Maya: If you dare to summon your courage and try to seize my golden cup, Show me the tide of supreme wrath. Do not waver with the hidden undercurrents in your heart, Nor fade with the waxing and waning of the moon. From your pupils, scatter the radiance of feldspar, From within your chest, chant the beauty of a desperate, arrogant gamble. Declare war and never retreat.
Maya: The earth's chest heaves beneath the thin veil, That is the kingdom lit by the morning glow. Spread your wings until the air is thin, Chase the scorching sun until it burns me. So it is said, do not be silent. The cold wind strikes the midnight bell, Thus Spoke Zarathustra, eternal. This is the outline of my pride.
— Pride and Arrogance (Chinese lyrics: Shui Xi, Miss Veder)
The theme of the day is "Pride Revue".
Karen is fighting against Maya.
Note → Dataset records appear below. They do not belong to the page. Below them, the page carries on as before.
PR #1743, opened 2016-02-04
Expose "other-modules" #1733

### LINKED ISSUE #1733: Export stack's `other-modules` so they aren't forgotten?
I just implemented a function that is really similar to [`findDirUp` in `Path.Find`](https://github.com/commercialhaskell/stack/blob/8b010060b0d79f8455562a2716c68b72796f25b6/src/Path/Find.hs#L28). I happened to find `Path.Find` only by chance after the fact.

I believe I would have known about `Path.Find` if it appeared in the generated haddocks for stack, which it doesn't because it's listed as an `other-module` in `stack.cabal`.

As stack doesn't intend to be a library anyways, would it hurt to export the `other-modules`?

If we don't end up exporting these modules I'd really like to have something like `stack haddock --other-modules`.

sjakobi:
This has the benefit that we now have haddocks for all of stack's internal
modules. This even includes "Paths_stack", assuming that others would be
as curious about its contents as me.

Fixes #1733.

### DIFF
--- a/stack.cabal
+++ b/stack.cabal
@@ -51,9 +51,32 @@ flag static
 library
   hs-source-dirs:    src/
   ghc-options:       -Wall -fwarn-tabs -fwarn-incomplete-uni-patterns -fwarn-incomplete-record-updates
-  exposed-modules:   Options.Applicative.Builder.Extra
+  exposed-modules:   Control.Concurrent.Execute
+                     Data.Aeson.Extended
+                     Data.Attoparsec.Args
+                     Data.Attoparsec.Combinators
+                     Data.Attoparsec.Interpreter
+                     Data.Binary.VersionTagged
+                     Data.IORef.RunOnce
+                     Data.Maybe.Extra
+                     Data.Set.Monad
+                     Distribution.Version.Extra
+                     Network.HTTP.Download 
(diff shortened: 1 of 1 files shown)


sjakobi:
One potential issue with including `Paths_stack` is that it shows some internal filepaths. On my system these are:

```haskell

bindir     = "/home/simon/src/stack/.stack-work/install/x86_64-linux/lts-5.0/7.10.3/bin"
libdir     = "/home/simon/src/stack/.stack-work/install/x86_64-linux/lts-5.0/7.10.3/lib/x86_64-linux-ghc-7.10.3/stack-1.0.3-8gbSHoEAZVg7jVpdBWh7Yj"
datadir    = "/home/simon/src/stack/.stack-work/install/x86_64-linux/lts-5.0/7.10.3/share/x86_64-linux-ghc-7.10.3/stack-1.0.3"
libexecdir = "/home/simon/src/stack/.stack-work/install/x86_64-linux/lts-5.0/7.10.3/libexec"
sysconfdir = "/home/simon/src/stack/.stack-work/install/x86_64-linux/lts-5.0/7.10.3/etc"
```

mgsloan:
Yeah, that's expected of `Paths_` modules, though.  Thanks!

Issue #1774, opened 2016-02-10
Stack setup fails for ghcjs project on windows


martin-kolinek:
`stack setup` fails when executed in a project setup for ghcjs like this:

```
compiler: ghcjs-0.2.0.20151230.3_ghc-7.10.2
compiler-check: match-exact
setup-info:
 ghcjs:
  source:
   ghcjs-0.2.0.20151230.3_ghc-7.10.2:
    url: "https://github.com/nrolland/ghcjs/releases/download/v.0.2.0.20151230.3/ghcjs-0.2.0.20151230.3.tar.gz"
```

The error is `Expected a single directory within unpacked ...`, and happens on windows.

**Steps to reproduce**
1. Have a windows system without ghcjs installed
2. Create a project with stack.yaml such as [this one](https://github.com/commercialhaskell/stack/files/124868/stack.yaml.txt) (based on the guide)
3. Run `stack setup`

**Expected:**
Stack sets up ghcjs

**Actual**
Stack fails with `Expected a single directory within unpacked ...`

Whole output:

```
Preparing to install GHCJS to an isolated location.
This will not interfere with any system-level installation.
Preparing to download ghcjs-0.2.0.20151230.3_ghc-7.10.2 ...
No sha1 found in metadata, download hash won't be checked.
Preparing to download ghcjs-0.2.0.20151230.3_ghc-7.10.2 ...
Already downloaded.
Unpacking GHCJS into C:\Users\kot\AppData\Local\Programs\stack\x86_64-windows\ghcjs-0.2.0.20151230.3_ghc-7.10.2\src\ 
Preparing to download 7z.dll ...
Already downloaded.
Preparing to download 7z.exe ...Already downloaded.
Expected a single directory within unpacked C:\Users\kot\AppData\Local\Programs\stack\x86_64-windows\ghcjs-0.2.0.20151230.3_ghc-7.10.2.tar.gz
```

Output of `stack --version`:

```
Version 1.0.2, Git revision fa09a980d8bb3df88b2a9193cd9bf84cc6c419b3 (3084 commits) x86_64
```

I [attached](https://github.com/commercialhaskell/stack/files/124883/out.txt) the output of `stack setup --verbose`

mgsloan:
Doh!  Thanks for finding and fixing this :D

RaoulSchaffranek:
Unfortunately, the bug seems to have sneaked in again with version 1.6.3:

~~~
stack --version
[...]

PR #1775, opened 2016-02-10
Fix withUnpackedTarball7z to find name of srcDir after unpacking #1774

martin-kolinek:


martin-kolinek:
Fixes issue #1774

mgsloan:
Thanks!

PR #1788, opened 2016-02-14
Fix path to FAQ

gasi:
Seems like the file extension was wrong.


gasi:
Never mind, saw the note about file extensions.

PR #1801, opened 2016-02-17
Add 'allow-different-user' flag and configuration option #471, fix #1777

### LINKED ISSUE #1777: Directory ownership test fails with docker
`stack build` in a repo that builds in a docker container results in

> You are not the owner of '/home/mgsloan/.stack/'. Aborting to protect file permissions.
> Retry with '--allow-different-user' to disable this precaution.

Despite me owning that folder.  `stack exec --allow-different-user -- whoami` reports `stack`, and `stack exec --allow-different-user -- ls -la /home/mgsloan` shows a `.stack` folder owned by `stack`, so I'm not sure what's going wrong here.  I haven't looked at the code yet, could be something simple.

Docker is discussed a bit in the PR - https://github.com/commercialhaskell/stack/pull/1599 - but I didn't test it.

sjakobi:
Users other than the owner of the ~/.stack directory are now prevented
from using a stack installation in order to avoid problems with file
permissions. To disable this precaution users can pass the
--allow-different-user flag or use the 'allow-different-user'
configuration option in their ~/.stack/config.yaml.

On Windows, the new flag and configuration options have no effect.

When stack is re-spawned in Docker, the ownership check is skipped
(see #1777).

This reverts commits 0a89c9c29d744a4955e62b59774036e98d6b1e8e and
218e7ddb90c346d814474cb6b8c5e9c67c4706f8.

### DIFF
--- a/src/Stack/Config.hs
+++ b/src/Stack/Config.hs
@@ -1,3 +1,4 @@
+{-# LANGUAGE CPP #-}
 {-# LANGUAGE ScopedTypeVariables #-}
 {-# LANGUAGE GeneralizedNewtypeDeriving #-}
 {-# LANGUAGE TemplateHaskell #-}
@@ -30,6 +31,8 @@ module Stack.Config
   ,getIsGMP4
   ,getSnapshots
   ,makeConcreteResolver
+  ,checkOwnership
+  ,getInContainer
   ) where
 
 import qualified Codec.Archive.Tar as Tar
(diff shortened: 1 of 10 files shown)


src/Stack/Config.hs
```diff
@@ -289,6 +296,11 @@ configFromConfigMonoid configStackRoot configUserConfigPath mresolver mproject c
          configAllowNewer = fromMaybe False configMonoidAllowNewer
          configDefaultTemplate = configMonoidDefaultTemplate
 
+     configAllowDifferentUser <-
+        case configMonoidAllowDifferentUser of
+            Just True -> return True
+            _ -> getInContainer
```
sjakobi: This disables the ownership check inside containers as per @borsboom's [recommendation](https://github.com/commercialhaskell/stack/issues/1777#issuecomment-183122824).

mgsloan:
Awesome, thanks!

PR #1815, opened 2016-02-20
Fix #1813: Check package.yaml and cabal file modification times

### LINKED ISSUE #1813: No way to disable hpack running
If I have used non-upstream version of hpack, now I'm forced to also use non-upstream version of stack - as I cannot disable regeneration of `cabal` files.

This now breaks many of our CI builds as they pull the latest stack binary in. Some of cabal files are generated with patched `hpack` or manually edited afterwards.

phadej:


mgsloan:
Hey, thanks for working on this, #1813 ought to be fixed one way or another.

I don't like this approach because if the user accidentally `touch`es the cabal file, it'll stop updating.  That seems very opaque to me, so closing.

phadej:
@mgsloan but that's why how e.g. `make` works. User can then `touch` the `package.yaml` file? Of course we could save the hash of cabal file contents to be even more sure, but IMHO this is a good first step.

As mentioned, currently stock `stack` is completely unusable for our company.

mgsloan:
Yeah, I considered this further - since you'd have to `touch` the `*.cabal` after the modifying `package.yaml`, this seems fine.

mgsloan:
@sol What do you think of making this part of hpack's behavior?  Or is it not so necessary there because you tend to explicitly run it.

mgsloan:
Considering that this also resolves #1828, I think i ought to merge this.  Thanks!

One minor reason to do this in hpack is that hpack determines the output cabal file name.  This isn't really an issue, though, since we enforce that there's only one cabal file per dir.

They are standing on a number line. In each round, Karen might take the upper hand and move forward by one unit, but more often she is knocked back. Specifically, there are $k$ possible ways she can be knocked back by $a_i$ units, each with a weight of $b_i$.
During the battle, any floor tiles they touch are destroyed. Note that if Karen is knocked back from position $x$ to position $y$, the tiles between $y+1$ and $x-1$ are not destroyed. The tiles they start on are also destroyed.
I (the Giraffe) am curious about the total number of floor tiles destroyed during the battle (of course, a tile at a specific position is only counted as one destroyed tile even if it is destroyed multiple times). Please help me calculate the sum of the number of destroyed tiles over all possible scenarios occurring over $n$ rounds. You only need to provide the answer modulo $998244353$.
Wakarimasu!
Input
The first line contains two positive integers $n$ and $k$.
The next $k$ lines each contain two positive integers $a_i$ and $b_i$.
Output
Output the answer.
Examples
Input 1
1 1 1 2
Output 1
6
Note
Whether moving forward by 1 unit or being knocked back by 1 unit, a total of 2 tiles are destroyed. There are 3 such scenarios in total. Thus, $2 \times 3 = 6$.
Input 2
20 5 1 2 3 1 5 1 9 2 10 1
Output 2
728464158
Data Range
For 100% of the data, it is guaranteed that $1 \le n \le 3 \times 10^6$, $1 \le k \le 20$, $1 \le a_i \le n$, $1 \le b_i < 998244353$, and all $a_i$ are distinct.
- Test cases $1 \le i \le 10$: $n = 2^i$.
- Test cases $11 \le i \le 14$: $n \le 5 \times 10^4, k \le 5$.
- Test cases $15 \le i \le 17$: $a_i \le 5$.
- Test cases $18 \le i \le 20$: No special restrictions.